▶ [Task item]
Whenever "methods" appears in a line of the entries below, that line counts; give the total only.

── Provided data

PR #3670, opened 2026-07-21
chore(server): make groups/list and groups/get unreachable until the gated extension release

twishabansal:
## Description

Makes `groups/list` / `groups/get` unreachable in `feat/groups` so groups ships as Part A only (scoping). These methods must be gated behind the `com.google.cloud/toolbox` extension; shipping them reachable now and gating later would be a breaking change.

Removes only the `case GROUPS_LIST` / `case GROUPS_GET` dispatch arms in `ProcessMethod` across all 5 MCP versions (methods now return `METHOD_NOT_FOUND`). All other Part B code — types, handlers, manifests, telemetry, tests — is retained and still unit-tested. Re-enabling later = re-add the arms alongside the gate. Also trims the docs describing these methods.


Yuan325 (approved):
Thank you!

PR #3673, opened 2026-07-21
Improve Spanner tool descriptions for graph queries

### LINKED ISSUE #3519: docs/feat(sources/spanner): Improve LLM context and prompting for Spanner Graph and Vector query syntax
### Problem Statement
Spanner recently introduced support for Graph database queries (using PGQ / Graph query syntax) and Vector Search (using vector search functions and indexes). However, LLMs/agents struggle to utilize these features correctly because:
- There is a lack of structured context or prompting informing the LLM of the specific Spanner Graph and Vector syntax.
- The default tool schemas (`list_tables`, `execute_sql`) do not provide enough semantic hinting for models to craft graph/vector-specific queries.
- Graph/vector query syntax is variable and highly dependent on model-specific knowledge.

### Proposed Solution
Close the capability gap for Graph and Vector workloads by:
1. **Improving Context/Prompting:** Injecting specific guidelines or system prompts for the LLM on how to construct Spanner Graph and Vector queries.
2. **Metadata & Annotations:** Adding descriptions/examples to the Spanner prebuilt tools (such as `list_graphs` and `execute_sql`) that explain how they relate to graph and vector search.
3. **Graph-Optimized/Vector-Optimized Tools:** Introducing helper tools or custom prompt templates specifically designed to aid the LLM in structuring Spanner Graph queries and vector distances.

kamran-nizamani:
## Summary

This PR improves the descriptions of the prebuilt Spanner SQL tools to provide clearer guidance for LLM agents without changing any tool behavior.

### Changes

* Expanded `execute_sql` description with clearer guidance for DML operations.
* Expanded `execute_sql_dql` description with clearer guidance for read-only queries.
* Added guidance to use `list_graphs` before writing graph queries.
* Added guidance to use Spanner Graph query syntax for graph traversal.

### Testing

* ✅ `go test ./internal/prebuiltconfigs/...`
* ✅ Project tests completed successfully.

### Notes

This change only improves tool metadata and prompting guidance. No functional behavior has been modified.

Fixes #3519


cmd/internal/skills/generator.go
```diff
@@ -42,6 +42,16 @@ All scripts can be executed using Node.js. Replace ` + "`" + `<param_name>` + "`
 {{.AdditionalNotes}}
 {{end}}
 
+
+## Security Guidelines
```
averikitsch, line 46: Is this change associate with the Spanner tool changes? We should separate the different improvements

internal/prebuiltconfigs/tools/spanner.yaml
averikitsch, line 1: Thanks for putting this together and taking on this issue!

Looking at the changes, I'm a bit hesitant about trying to force tool usage patterns by adding this much explicit guidance directly into the tool descriptions. Ideally, agents should be smart enough to handle these workflows naturally. If they do need explicit guidance, that orchestration might be better suited for a 'skill' rather than being hardcoded into the base tool definitions.

Could we try reducing the scope of these description updates for now and test them with some evals first? I'd love to see how a more minimal change impacts the agent's behavior and measure the results before we commit to this approach. Let me know what you think!

averikitsch (changes requested):

averikitsch:
@TanmayVartak any thoughts here?

PR #3676, opened 2026-07-21
fix(auth/google): require clientId when mcpEnabled is false

CorsenAI:
## Summary

In non-MCP mode, `GetClaimsFromHeader` validates ID tokens via `idtoken.Validate(ctx, token, a.ClientID)`. When `clientId` is empty, `idtoken.Validate` receives an empty audience and **skips the audience check entirely**, so the service silently accepts **any Google-signed ID token**, regardless of which OAuth client it was issued for. `Initialize()` guards this for the MCP path (`audience` or `clientId` required when `mcpEnabled: true`) but the non-MCP branch has no equivalent guard.

The reference docs already mark `clientId` as "Required for validating ID tokens in non-MCP web apps (GetClaimsFromHeader)", but `Initialize()` never enforced it. Still reproduces on `main`.

## Change

`Initialize()` now fails closed when `mcpEnabled: false` and `clientId` is empty, mirroring the existing guard used when `mcpEnabled: true`. The validation call sites keep the original `idtoken.Validate` usage.

## Tests

- `Initialize()` rejects empty `clientId` in non-MCP mode.
- `GetClaimsFromHeader` with no token returns no claims.

`go test ./internal/auth/google/` and `go vet` pass.

## Note

Re-opens the fix from #3480 (labelled `priority: p1`, assigned to @duwenxin99), which auto-closed when the original fork was deleted; the CLA is now signed (check green). Happy to align with any in-flight internal fix.

### DIFF
--- a/internal/auth/google/google.go
+++ b/internal/auth/google/google.go
@@ -59,6 +59,9 @@ func (cfg Config) Initialize() (auth.AuthService, error) {
 			return nil, fmt.Errorf("`audience` or `clientId` is required when `mcpEnabled` is true")
 		}
 	} else {
+		if cfg.ClientID == "" {
+			return nil, fmt.Errorf("`clientId` is required when `mcpEnabled` is false")
+		}
 		if cfg.Audience != "" {
 			return nil, fmt.Errorf("`audience` is not allowed when `mcpEnabled` is false")
 		}
--- a/internal/auth/google/google.go
+++ b/internal/auth/google/google.go
@@ -30,6 +30,12 @@ import (
 
 const AuthServiceType string = "google"
 
+// validateIDToken validates a Google-issued ID token against the expected
+// audience. It is a package-level indirection over idtoken.Validate so tests
+// can substitute a fake validator and exercise the audience-binding logic
+// without performing live network calls to Google's certificate endpoint.
+var validateIDToken = idtoken.Validate
+
 // validate interface
 var _ auth.AuthServiceConfig = Config{}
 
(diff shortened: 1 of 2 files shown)


internal/auth/google/google.go
```diff
@@ -120,10 +137,21 @@ func (a AuthService) GetAuthorizationServer() string {
...
+}
+
 // Verifies Google ID token and return claims
 func (a AuthService) GetClaimsFromHeader(ctx context.Context, h http.Header) (map[string]any, error) {
 	if token := h.Get(a.Name + "_token"); token != "" {
-		payload, err := idtoken.Validate(ctx, token, a.ClientID)
+		payload, err := a.validateIDToken(ctx, token, a.ClientID)
 		if err != nil {
 			return nil, fmt.Errorf("google ID token verification failure: %w", err)
 		}
```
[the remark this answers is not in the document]
CorsenAI: Good catch - addressed in 9214bb3. GetClaimsFromHeader now resolves the audience as clientId with an audience fallback and fails closed when neither is set, so idtoken.Validate is never called with an empty audience. Mirrors ValidateMCPAuth. Added test coverage (clientId used / audience fallback / fail-closed).

internal/auth/google/google.go
```diff
@@ -30,6 +30,12 @@ import (
 
 const AuthServiceType string = "google"
 
+// validateIDToken validates a Google-issued ID token against the expected
+// audience. It is a package-level indirection over idtoken.Validate so tests
+// can substitute a fake validator and exercise the audience-binding logic
+// without performing live network calls to Google's certificate endpoint.
+var validateIDToken = idtoken.Validate
```
duwenxin99: This variable doesn't seem necessary. Let's keep the original usage of `idtoken.Validate`

internal/auth/google/google.go
```diff
@@ -59,6 +65,16 @@ func (cfg Config) Initialize() (auth.AuthService, error) {
 			return nil, fmt.Errorf("`audience` or `clientId` is required when `mcpEnabled` is true")
 		}
 	} else {
+		// In non-MCP mode the only audience binding available for ID token
```
duwenxin99: Can we clean up the comments and keep them concise?

duwenxin99 (changes requested):

CorsenAI:
Addressed both review comments in 779f298: reverted to `idtoken.Validate` directly (no indirection), removed the validator-dependent test, and trimmed the comments. The fail-closed Initialize() guard for non-MCP mode remains. CLA signature is being arranged on our side.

────

▶ [Solution to this task]
2